** Exercise objective **
Reproduce, from the line containing "We want to accept" to the last line of the material, every line exactly.

** Source information **
┏━━

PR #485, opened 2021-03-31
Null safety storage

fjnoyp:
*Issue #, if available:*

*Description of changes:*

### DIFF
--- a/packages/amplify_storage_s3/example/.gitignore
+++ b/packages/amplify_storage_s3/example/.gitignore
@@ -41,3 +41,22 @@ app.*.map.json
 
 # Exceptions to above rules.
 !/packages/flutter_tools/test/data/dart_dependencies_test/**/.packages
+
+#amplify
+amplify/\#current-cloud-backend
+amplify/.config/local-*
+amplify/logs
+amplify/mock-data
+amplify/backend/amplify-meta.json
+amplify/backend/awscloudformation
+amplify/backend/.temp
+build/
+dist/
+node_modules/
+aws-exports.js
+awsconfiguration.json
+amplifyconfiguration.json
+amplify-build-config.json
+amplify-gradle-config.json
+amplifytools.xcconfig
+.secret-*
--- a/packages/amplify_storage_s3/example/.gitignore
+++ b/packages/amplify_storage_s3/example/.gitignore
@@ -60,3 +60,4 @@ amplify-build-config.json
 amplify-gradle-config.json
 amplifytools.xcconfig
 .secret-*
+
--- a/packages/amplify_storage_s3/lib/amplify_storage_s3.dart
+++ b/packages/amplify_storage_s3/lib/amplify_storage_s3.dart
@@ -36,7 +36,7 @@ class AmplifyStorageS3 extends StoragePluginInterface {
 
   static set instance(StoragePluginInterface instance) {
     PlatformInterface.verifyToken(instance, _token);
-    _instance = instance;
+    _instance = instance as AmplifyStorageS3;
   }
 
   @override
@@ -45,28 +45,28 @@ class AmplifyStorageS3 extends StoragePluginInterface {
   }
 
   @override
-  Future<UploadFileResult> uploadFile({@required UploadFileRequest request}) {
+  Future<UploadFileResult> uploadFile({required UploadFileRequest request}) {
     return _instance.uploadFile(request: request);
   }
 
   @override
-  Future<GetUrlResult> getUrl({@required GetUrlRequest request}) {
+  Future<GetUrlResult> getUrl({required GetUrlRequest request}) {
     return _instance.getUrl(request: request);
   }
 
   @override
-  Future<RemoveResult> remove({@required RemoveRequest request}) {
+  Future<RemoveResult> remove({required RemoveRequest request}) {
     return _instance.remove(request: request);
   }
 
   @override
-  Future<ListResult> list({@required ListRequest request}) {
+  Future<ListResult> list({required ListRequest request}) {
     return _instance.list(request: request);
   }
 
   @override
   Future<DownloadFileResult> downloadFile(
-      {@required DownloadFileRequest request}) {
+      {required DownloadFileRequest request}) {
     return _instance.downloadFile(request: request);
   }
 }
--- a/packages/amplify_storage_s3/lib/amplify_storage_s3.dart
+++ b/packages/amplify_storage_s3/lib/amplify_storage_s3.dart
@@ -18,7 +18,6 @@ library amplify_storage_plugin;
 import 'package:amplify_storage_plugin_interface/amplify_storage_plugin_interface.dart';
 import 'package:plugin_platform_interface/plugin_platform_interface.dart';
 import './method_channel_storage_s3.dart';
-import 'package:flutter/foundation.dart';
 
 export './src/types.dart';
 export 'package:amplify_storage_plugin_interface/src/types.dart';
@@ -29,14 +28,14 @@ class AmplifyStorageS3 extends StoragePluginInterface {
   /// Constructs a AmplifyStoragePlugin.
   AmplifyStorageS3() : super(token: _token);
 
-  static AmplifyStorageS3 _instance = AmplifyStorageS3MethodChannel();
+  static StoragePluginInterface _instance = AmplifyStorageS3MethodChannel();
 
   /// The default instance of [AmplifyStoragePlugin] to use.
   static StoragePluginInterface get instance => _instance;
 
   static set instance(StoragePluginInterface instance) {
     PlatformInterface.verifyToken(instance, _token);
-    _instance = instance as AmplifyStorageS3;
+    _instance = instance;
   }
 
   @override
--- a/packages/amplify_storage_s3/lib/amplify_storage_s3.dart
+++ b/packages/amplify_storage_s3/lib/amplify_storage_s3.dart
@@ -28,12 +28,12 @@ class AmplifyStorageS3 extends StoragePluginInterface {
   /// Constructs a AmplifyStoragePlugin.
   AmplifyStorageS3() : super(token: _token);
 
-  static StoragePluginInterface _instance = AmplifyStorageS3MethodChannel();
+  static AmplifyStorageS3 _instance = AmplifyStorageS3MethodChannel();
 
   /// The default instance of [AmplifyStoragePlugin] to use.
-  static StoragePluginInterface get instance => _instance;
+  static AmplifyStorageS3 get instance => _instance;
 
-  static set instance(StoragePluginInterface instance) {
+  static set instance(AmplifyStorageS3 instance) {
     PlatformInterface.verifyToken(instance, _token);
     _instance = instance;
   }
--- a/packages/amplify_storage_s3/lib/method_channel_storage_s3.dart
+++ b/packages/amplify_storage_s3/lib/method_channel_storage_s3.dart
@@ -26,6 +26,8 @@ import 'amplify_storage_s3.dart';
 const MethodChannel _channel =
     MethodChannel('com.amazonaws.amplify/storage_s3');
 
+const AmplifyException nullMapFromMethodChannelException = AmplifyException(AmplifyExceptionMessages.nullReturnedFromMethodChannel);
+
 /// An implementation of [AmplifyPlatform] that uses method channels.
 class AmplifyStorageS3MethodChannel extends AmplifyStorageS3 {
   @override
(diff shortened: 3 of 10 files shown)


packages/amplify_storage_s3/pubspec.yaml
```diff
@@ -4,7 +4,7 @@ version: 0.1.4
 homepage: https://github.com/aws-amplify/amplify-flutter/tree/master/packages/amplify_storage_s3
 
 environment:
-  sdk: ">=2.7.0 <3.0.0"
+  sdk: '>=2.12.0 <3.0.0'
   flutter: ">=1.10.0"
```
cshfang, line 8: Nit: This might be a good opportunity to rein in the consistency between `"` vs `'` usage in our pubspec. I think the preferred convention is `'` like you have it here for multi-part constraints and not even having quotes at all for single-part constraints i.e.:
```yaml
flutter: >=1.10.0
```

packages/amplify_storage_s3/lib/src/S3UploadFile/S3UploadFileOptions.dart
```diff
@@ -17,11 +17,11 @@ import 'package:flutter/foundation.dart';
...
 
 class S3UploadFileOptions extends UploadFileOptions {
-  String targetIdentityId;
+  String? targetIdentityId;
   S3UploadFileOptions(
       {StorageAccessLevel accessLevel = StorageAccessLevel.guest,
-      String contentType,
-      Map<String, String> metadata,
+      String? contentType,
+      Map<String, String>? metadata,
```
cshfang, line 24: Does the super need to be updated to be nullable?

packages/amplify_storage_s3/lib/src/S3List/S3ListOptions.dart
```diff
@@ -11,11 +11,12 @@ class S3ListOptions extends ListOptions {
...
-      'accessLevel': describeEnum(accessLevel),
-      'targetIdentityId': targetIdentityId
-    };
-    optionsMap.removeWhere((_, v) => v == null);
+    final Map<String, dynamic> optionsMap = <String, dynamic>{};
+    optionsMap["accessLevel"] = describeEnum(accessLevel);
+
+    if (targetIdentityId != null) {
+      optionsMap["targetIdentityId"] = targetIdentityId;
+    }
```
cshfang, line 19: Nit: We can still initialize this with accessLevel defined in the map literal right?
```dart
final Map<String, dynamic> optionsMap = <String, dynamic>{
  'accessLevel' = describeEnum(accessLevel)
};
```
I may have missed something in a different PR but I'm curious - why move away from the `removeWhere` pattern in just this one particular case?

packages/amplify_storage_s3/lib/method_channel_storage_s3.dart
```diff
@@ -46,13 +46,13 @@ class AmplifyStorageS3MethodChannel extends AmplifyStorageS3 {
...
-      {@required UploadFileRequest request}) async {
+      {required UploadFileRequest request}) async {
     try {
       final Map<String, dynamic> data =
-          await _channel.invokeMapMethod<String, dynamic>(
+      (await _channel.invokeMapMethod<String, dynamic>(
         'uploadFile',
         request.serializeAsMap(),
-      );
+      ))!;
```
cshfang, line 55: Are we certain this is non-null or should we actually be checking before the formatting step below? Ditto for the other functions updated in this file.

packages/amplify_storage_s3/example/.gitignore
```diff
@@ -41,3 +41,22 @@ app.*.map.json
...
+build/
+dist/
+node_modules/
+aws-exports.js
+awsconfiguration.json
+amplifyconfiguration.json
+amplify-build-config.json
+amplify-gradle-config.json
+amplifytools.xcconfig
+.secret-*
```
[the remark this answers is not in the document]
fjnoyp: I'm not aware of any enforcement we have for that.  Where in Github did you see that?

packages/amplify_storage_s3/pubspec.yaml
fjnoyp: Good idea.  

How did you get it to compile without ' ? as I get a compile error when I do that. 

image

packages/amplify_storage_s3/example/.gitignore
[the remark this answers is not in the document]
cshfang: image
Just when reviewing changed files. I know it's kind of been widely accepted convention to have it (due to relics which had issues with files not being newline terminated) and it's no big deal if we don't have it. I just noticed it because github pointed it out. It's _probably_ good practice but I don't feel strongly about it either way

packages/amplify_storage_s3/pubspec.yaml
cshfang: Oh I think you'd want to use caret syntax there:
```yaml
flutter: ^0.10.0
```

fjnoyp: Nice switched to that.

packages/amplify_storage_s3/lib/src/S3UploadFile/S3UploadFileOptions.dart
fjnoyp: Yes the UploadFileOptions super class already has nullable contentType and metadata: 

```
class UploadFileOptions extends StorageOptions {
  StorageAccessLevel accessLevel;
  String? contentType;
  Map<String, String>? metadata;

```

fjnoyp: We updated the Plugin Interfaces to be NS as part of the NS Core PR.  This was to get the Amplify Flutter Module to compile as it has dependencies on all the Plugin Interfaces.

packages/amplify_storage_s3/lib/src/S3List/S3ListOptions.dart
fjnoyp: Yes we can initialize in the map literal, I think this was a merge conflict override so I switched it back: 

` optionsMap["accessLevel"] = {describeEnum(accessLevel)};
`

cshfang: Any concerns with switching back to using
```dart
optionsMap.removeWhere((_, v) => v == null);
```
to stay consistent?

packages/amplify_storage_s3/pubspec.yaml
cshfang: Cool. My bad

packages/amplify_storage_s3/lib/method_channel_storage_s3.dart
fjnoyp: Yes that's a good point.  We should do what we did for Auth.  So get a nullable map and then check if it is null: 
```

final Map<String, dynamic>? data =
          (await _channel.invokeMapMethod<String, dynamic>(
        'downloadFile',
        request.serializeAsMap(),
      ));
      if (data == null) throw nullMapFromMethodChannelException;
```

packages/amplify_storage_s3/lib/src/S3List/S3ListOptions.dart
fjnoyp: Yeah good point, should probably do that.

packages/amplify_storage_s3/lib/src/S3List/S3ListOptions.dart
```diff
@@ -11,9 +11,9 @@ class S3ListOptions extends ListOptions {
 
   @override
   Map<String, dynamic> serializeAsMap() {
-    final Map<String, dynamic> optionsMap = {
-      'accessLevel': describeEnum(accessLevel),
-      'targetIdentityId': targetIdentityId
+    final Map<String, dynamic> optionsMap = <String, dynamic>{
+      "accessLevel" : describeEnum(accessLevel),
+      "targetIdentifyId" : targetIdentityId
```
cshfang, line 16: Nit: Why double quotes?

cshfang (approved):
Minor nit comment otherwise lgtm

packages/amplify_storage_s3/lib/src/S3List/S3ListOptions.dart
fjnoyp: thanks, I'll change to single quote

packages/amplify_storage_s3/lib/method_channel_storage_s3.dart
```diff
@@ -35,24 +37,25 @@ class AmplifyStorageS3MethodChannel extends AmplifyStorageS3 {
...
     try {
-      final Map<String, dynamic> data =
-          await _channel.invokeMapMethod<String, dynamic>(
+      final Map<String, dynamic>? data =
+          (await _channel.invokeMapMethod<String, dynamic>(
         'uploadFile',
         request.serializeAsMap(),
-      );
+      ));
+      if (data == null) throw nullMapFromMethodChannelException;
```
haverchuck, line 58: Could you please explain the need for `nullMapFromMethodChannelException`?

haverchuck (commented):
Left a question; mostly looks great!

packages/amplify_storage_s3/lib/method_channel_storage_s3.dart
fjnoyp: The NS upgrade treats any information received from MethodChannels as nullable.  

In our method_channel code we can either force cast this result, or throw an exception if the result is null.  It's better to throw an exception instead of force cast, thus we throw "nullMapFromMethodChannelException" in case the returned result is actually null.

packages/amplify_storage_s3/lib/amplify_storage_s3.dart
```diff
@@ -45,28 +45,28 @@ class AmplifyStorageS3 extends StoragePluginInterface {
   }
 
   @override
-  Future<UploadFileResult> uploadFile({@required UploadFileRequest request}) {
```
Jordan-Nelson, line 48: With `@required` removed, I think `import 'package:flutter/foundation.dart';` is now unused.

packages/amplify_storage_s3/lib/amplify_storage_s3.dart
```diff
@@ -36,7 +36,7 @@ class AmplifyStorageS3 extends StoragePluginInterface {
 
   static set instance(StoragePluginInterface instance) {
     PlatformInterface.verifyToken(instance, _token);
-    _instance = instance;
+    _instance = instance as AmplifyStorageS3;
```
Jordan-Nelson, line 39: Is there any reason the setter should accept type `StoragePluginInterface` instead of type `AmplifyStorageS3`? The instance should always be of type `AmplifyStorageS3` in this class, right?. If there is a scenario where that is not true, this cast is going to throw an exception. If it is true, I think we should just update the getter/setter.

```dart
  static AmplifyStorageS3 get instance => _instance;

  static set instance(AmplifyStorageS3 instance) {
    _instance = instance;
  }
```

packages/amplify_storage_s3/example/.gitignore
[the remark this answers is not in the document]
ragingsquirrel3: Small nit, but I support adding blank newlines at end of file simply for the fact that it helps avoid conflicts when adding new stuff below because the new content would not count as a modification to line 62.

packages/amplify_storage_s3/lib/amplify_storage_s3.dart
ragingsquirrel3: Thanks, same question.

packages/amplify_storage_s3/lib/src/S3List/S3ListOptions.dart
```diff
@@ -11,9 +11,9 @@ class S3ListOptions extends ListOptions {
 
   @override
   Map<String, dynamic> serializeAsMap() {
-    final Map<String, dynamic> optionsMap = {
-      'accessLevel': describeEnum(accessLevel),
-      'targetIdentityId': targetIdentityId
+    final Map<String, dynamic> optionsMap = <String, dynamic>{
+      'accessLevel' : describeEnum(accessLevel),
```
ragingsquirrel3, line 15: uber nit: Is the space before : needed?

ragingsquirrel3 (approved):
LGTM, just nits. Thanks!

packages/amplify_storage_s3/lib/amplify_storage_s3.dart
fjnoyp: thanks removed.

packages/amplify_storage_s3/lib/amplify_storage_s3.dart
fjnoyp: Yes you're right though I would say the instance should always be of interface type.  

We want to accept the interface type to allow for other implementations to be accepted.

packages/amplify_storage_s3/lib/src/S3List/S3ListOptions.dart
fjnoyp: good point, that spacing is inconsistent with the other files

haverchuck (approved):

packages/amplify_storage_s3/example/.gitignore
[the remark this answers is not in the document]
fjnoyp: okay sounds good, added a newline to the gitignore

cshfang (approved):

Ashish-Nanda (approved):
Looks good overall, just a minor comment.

┗━━

** Exercise result **
We want to accept the interface type to allow for other implementations to be accepted.

packages/amplify_storage_s3/lib/src/S3List/S3ListOptions.dart
fjnoyp: good point, that spacing is inconsistent with the other files

haverchuck (approved):

packages/amplify_storage_s3/example/.gitignore
[the remark this answers is not in the document]
fjnoyp: okay sounds good, added a newline to the gitignore

cshfang (approved):

Ashish-Nanda (approved):
Looks good overall, just a minor comment.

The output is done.